En passant de 22 % à 25 % la part de jeunes de moins de 26 ans dans les embauches, Philippe Hervieux, le DRH de la Compagnie des Fromages et RichesMonts, admet qu’il ne s’agit pas d’une « inflexion majeure. Nous avons été prudents, car c’est difficile de se projeter. Nous devons en outre garder des potentiels d’embauches en CDI pour nos intérimaires, et veiller à ne pas déséquilibrer par le bas la pyramide des âges ».

À La Poste ou à Carrefour Hypermarchés, les objectifs chiffrés d’embauches de jeunes en CDI (respectivement 60 % des recrutements réservés aux moins de 30 ans et 21 % aux moins de 26 ans) correspondent peu ou prou aux taux déjà existants. « Plutôt que de s’engager sur un chiffre élevé et de ne pas l’atteindre, nous avons déterminé un objectif pragmatique que nous avons la volonté de tenir », justifie Pascal Monin, DRH du groupe de grande distribution.

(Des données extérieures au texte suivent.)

PR #1177, opened 2020-02-16
[PAR - WDFT]- Shannon, done

tranquildoe:
Went to the review for this one.


clarabesset:
Same thing than the pizza lab, this isn't complete but I know you went to the review but if you don't understand something, let me know and we can do the lab again together.

PR #1233, opened 2020-03-06
LIS-PTWD-FEB-Catarina Laranjeiro

ctlaranjeiro:
@ironhack-LIS-PTWD
Having trouble on iter 4 and 5. 
5 is done except when I add a new product it goes on top of the list, though I'm using appendChild(). Only when I create a second one, the first one goes to the bottom, but the second remains on top of the list, and so on, and so on.

On iter 4, I'm having trouble targeting the remove buttons. It only keeps track of the button on top of the list.

### DIFF
--- a/starter-code/index.html
+++ b/starter-code/index.html
@@ -33,7 +33,7 @@
           </td>
         </tr>
       </tbody>
-      <!-- <tfoot>
+      <tfoot>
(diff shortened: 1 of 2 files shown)


ironhack-LIS-PTWD:
Hey, 
Check your slack :) 
-Lissy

Et si l’accord de Carrefour Hypermarchés met résolument l’accent sur l’alternance - 10 000 alternants en trois ans et 50 % de transformation en CDI - il s’agit en fait d’une reprise d’engagements contenus dans le “pacte social” signé dans le cadre des NAO sept mois plus tôt.

En matière d’emploi des jeunes, ces négociations auraient-elles été vaines ? À RTE, filiale d’EDF, l’accord ne modifie pas non plus les pratiques de recrutement des jeunes, déjà ancrées dans les habitudes, mais les négociations auront tout de même permis, selon le DRH Bertrand Signé, de « parler de manière plus explicite avec les organisations syndicales des besoins de l’entreprise, de se donner de la visibilité grâce à une approche pluriannuelle des recrutements, et de préparer plus en amont le remplacement des départs à la retraite ». L’accord signé en septembre 2013 prévoit 1 200 recrutements en trois ans, dont 50 % réservés à des moins de 25 ans.

De leur côté, les syndicats signataires voient dans ces accords l’opportunité de garantir un certain nombre d’embauches. C’est ce qui a motivé la signature de Jean-Louis Maury, délégué syndical central CGT de RTE. Il regrette néanmoins de « n’avoir pas pu inscrire dans l’accord que les recrutements de jeunes se fassent avant le départ des anciens, au risque de perte de savoir-faire ».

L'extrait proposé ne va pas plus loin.